In terms of content that ICPSR has received from depositors (researchers, federal agencies, news organizations, survey research centers), the content is extremely heterogeneous.  Our strategy here is to keep the original content, but only preserve it at the bit-level.  We also normalize the content into more durable formats, such as plain text, and those receive what we call "full preservation."  For example, if a researcher sends us technical documentation about a dataset in WordPerfect format, we'll keep it, preserve it at the bit-level, and then be prepared to discard it one day if WordPerfect files become unreadable.  However, soon after we receive the WordPerfect file, a data manager at ICPSR will transform the content into plain text, and that will be much more durable (although possibly lossy).  And as part of our data processing work, this same data manager will produce an ICPSR original documentation file - based heavily on the original WordPerfect, of course - in PDF format (which will also be imaged as TIFF).

Checking the current format types in the repository is a simple database query.

My sense is that the main TODO item for ICPSR is to follow the guidance in the Evidence section of this TRAC requirement, and assign some fraction of two different staff to monitoring and managing older formats.  A technology person can create automated jobs to check the repository and broadcast information about risky formats, and can also help write tools and one-time scripts to assist in their migration to newer formats (if needed).  A content person can help identify which content is truly useful, and which has important intellectual content that should receive top priority.  Also, because this latter person will better understand the meaning of the content, s/he will be poised to know if the migrated content does indeed capture the intellectual properties of the original.

Friday, March 4, 2011

TRAC: B3.1: Documented preservation strategies

B3.1 Repository has documented preservation strategies.

A repository or archiving system must have current, sound, and documented preservation
strategies.
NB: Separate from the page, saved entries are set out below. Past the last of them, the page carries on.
Issue #104, opened 2018-07-11
[launch] provide default console and filesystem logging for executed processes


wjwwood:
Currently in `launch` an executed process does not have anything printed to the console and nothing is logged to a file.

Some of the examples will create custom event handlers for this:

https://github.com/ros2/launch/blob/b78d87f31bb995c7226df66826e1a57079ae3a3f/launch/examples/launch_counters.py#L51-L62

The "default launch description" provided by `launch_ros` also creates an event handler to cause executed processes to print to the console if configured to do so (with the `output=` option to `ExecuteProcess` and it's derived classes like `Node`):

https://github.com/ros2/launch/blob/b78d87f31bb995c7226df66826e1a57079ae3a3f/launch_ros/launch_ros/default_launch_description.py#L49-L65

But even this doesn't handle writing process output to a log file:

https://github.com/ros2/launch/blob/b78d87f31bb995c7226df66826e1a57079ae3a3f/launch_ros/launch_ros/default_launch_description.py#L65

Ideally, there would be some facility for this built into `launch` and `launch_ros` could additionally configure it to write files to something like `ROS_HOME` where as it might go to `~/.launch_logs` (or something like that) instead. The user could further configure this default event handler if desired.

The user would still be able to provide their own event handler for output from process, to be run along with the default or instead of it.

jacobperron:
Looking back at [roslaunch](http://wiki.ros.org/roslaunch) from ROS 1:

There are two lists of handlers for logging messages (for stdout and stderr) that are invoked every time a log function is called.
The provided functions for calling the handlers responsible for printing and logging are:

- [printlog](https://github.com/ros/ros_comm/blob/a925610b0d6120e40414298ad060490238e8aaed/tools/roslaunch/src/roslaunch/core.py#L110)
- [printlog_bold](https://github.com/ros/ros_comm/blob/a925610b0d6120e40414298ad060490238e8aaed/tools/roslaunch/src/roslaunch/core.py#L125)
- [printerrlog](https://github.com/ros/ros_comm/blob/a925610b0d6120e40414298ad060490238e8aaed/tools/roslaunch/src/roslaunch/core.py#L143)

Each of the "printlog" functions prints to the screen as well as logs to a file:

https://github.com/ros/ros_comm/blob/a925610b0d6120e40414298ad060490238e8aaed/tools/roslaunch/src/roslaunch/core.py#L110-L123

Pythons [logging module](https://docs.python.org/3/library/logging.html) is used for writing to a log file

[...]

PR #145, opened 2018-10-05
Add LaunchLogger class

jacobperron:
Supports logging messages from multiple processes and modules to the screen, a common log file, or both.
LaunchLogger is a singleton and when it is first instantiated a log file is created of the form 'DATETIME-launch-HOSTNAME-PID.log'.
Messages sent to the screen or the log file will have the format 'TIME [LEVEL] NAME: MESSAGE'.

Connects to #104 

Tests were added that capture and check stdout, but I could only get them working by supplying pytest with the `-s` option. I'm not sure why this is required.
E.g. `colcon test --pytest-args -s --packages-select launch`

* Linux [Build Status](http://ci.ros2.org/job/ci_linux/5257/)
* Linux-aarch64 [Build Status](http://ci.ros2.org/job/ci_linux-aarch64/2013/)
* macOS [Build Status](http://ci.ros2.org/job/ci_osx/4371/)
* Windows [Build Status](http://ci.ros2.org/job/ci_windows/5232/)


hidmic:
Running CI again:

* Linux [Build Status](http://ci.ros2.org/job/ci_linux/6287/)
* Linux-aarch64 [Build Status](http://ci.ros2.org/job/ci_linux-aarch64/2707/)
* macOS [Build Status](http://ci.ros2.org/job/ci_osx/5167/)
* Windows [Build Status](http://ci.ros2.org/job/ci_windows/6126/)

hidmic:
@wjwwood ready for re-review and merge! :)

launch/test/launch/test_logging.py
```diff
@@ -0,0 +1,237 @@
...
+    with pytest.raises(ValueError):
+        launch.logging.getOutputLoggers('some-proc', {'garbage': {'log'}})
+
+    with pytest.raises(ValueError):
+        launch.logging.getOutputLoggers('some-proc', {'stdout': {'garbage'}})
+
+
+@pytest.mark.skipif(
+    pytest.config.getoption('-s') != 'no',
+    reason='seems like "-s" option is required to capture stdout from logger'
```
wjwwood: Did you try to use `capsys` (I assume so since you used `capfd`)? From this doc it seems like it would work or that you could use `capsys` or `sys.stdout` conditionally by checking `capsys.disabled()`:

https://docs.pytest.org/en/latest/capture.html#accessing-captured-output-from-a-test-function

It would be nice to not skip these when `-s` is used, because I think that's the default behavior of our buildfarm, IIRC.

hidmic: > Did you try to use `capsys` (I assume so since you used `capfd`)?

Not really, I just stuck with what @jacobperron left there. Just tried `capsys` and it works like a charm. Thanks!

hidmic:
> I guess you were trying to emulate the `logging` module from Python in some cases, to have `launch.logging` be a drop in replacement of sorts for it.

That's correct. As a result of providing all necessary functionality (e.g. a [`reset()`](https://github.com/ros2/launch/pull/145/files#diff-108c43bc598cd250a943a8a073bca4f6R451) to prevent successive `LaunchService` instances from interacting with each other, not the same as `shutdown()` as this one can only be called once per process) and keeping the API simple (e.g. no need to configure each logger every time to output to screen and the launch log file) without preventing full use of the `logging` module capabilities. It seemed to me it was the most sane way to do it considering that `logging` state is global (e.g. having code affecting `logging.root` verbosity in `launch.logging` and user code seemed awkward).

An alternative, though it wouldn't allow for some of the functionality added now, would be to turn `launch.logging` into a set of functions to configure loggers. And leave everything else to be set through the `logging` module.

> This is pretty much what's happening right now anyways, for instance the only place that `launch.logging.getLogger()` is being used instead of `logging.getLogger` appears to be in the launch service, even though there are numerous other cases throughout the code that get the logger directly from Python.

I'm under the impression that you're not considering the changes added by #147 (which we should probably merge into this one). Using `launch.logging.getLogger()` instead of `logging.getLogger()` is a convenience to avoid having to explicitly attach screen and launch log file handlers to each and every logger instance. And no, we're not leveraging loggers' hierarchy for common handling because I was unable to use hierarchy relationships to correctly model process output configurations.

hidmic:
BTW thanks for the typing annotations :) Haven't had the time to setup `mypy` on Emacs yet.

wjwwood:
> I'm under the impression that you're not considering the changes added by #147 (which we should probably merge into this one).

Yup, that bit me again. I would support merging them.

So, you are using the custom `getLogger` in a few places, but I still think it's important for users to realize that this function is from `launch` and not python itself, so I stand by my request to make it `launch.logging.getLogger` everywhere in the other pr. Following that logic, I think the function doesn't need to look like the one from python's logging, and so I wouldn't change my proposal in #190, though could still be convinced to not go that way.

What do you want to do, leave it as is or make `launch.logging` conform to the rest of launch rather than emulate Python's logging module?

hidmic:
Ok, I think I see where you're going. To have `launch.logging` taking care of it's own subtree of loggers, right? I'll take your draft and move things around a bit.

hidmic:
@wjwwood Alright, done. I had to rebase to solve some merge conflicts. 

There're two things I'm not very fond of though:

1. [To have `launch_config()` affecting `logging.root` verbosity](https://github.com/ros2/launch/pull/145/files#diff-108c43bc598cd250a943a8a073bca4f6R119).
2. [To have `reset()` affecting all loggers known to `logging`](https://github.com/ros2/launch/pull/145/files#diff-108c43bc598cd250a943a8a073bca4f6R413).

I'd be inclined to push all `launch.logging` loggers below a common namespace like `launch.<logger-name>` to scope the effect of the aforementioned functions. Thoughts?

wjwwood:
I'm not sure why but there are still merge conflicts.

hidmic:
Uh. That's odd. I'll rebase again.

hidmic:
@wjwwood ping

hidmic:
> Yeah, I guess so, but couldn't you instead store the requested log level and apply it only to the loggers as they're created using launch.logging.* functions?

Hmm, the problem with that approach is that `launch_config()` may be called more than once with different levels or even coexist with levels set on a per logger basis by the user. Having a root logger helps implementing the fallback mechanism (i.e. if no level is set here, use the parent's).

> I don't understand the problem with this one.

That it's counter-intuitive if you're using the raw `logging` module too. A `launch.logging.reset()` will affect loggers created/retrieved by `logging.getLogger()`. It seems to my like the kind of caveat/feature/bug one may lose an hour on if the documentation was not read thoroughly.

> In the end, I think it won't matter that much as the default use case is running launch in it's own process by itself. 

That's a fair argument. Though we'll have a testing framework using `launch` as a module in short.

----

Anyways, I'll rebase, test and merge this to get things going. We can revisit it latter (even open issues if you think it's worth it). Thanks for the review @wjwwood !

hidmic:
Alright, [CI passed](https://github.com/ros2/launch/pull/145#issuecomment-468003671). I'll merge this one, we can discuss outstanding issues/caveats in future PRs.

These will typically address the degradation of storage media, the obsolescence of media drives, and the obsolescence of Representation Information (including formats), safeguards against accidental or intentional digital corruption. For example, if migration is the chosen approach to some of these issues, there also needs to be policy on what triggers a migration and what types of migration are expected for the solution of each preservation issue identified.

Evidence: Documentation identifying each preservation issue and the strategy for dealing with that issue.



ICPSR documents this thoroughly on the Digital Curation portion of its web site.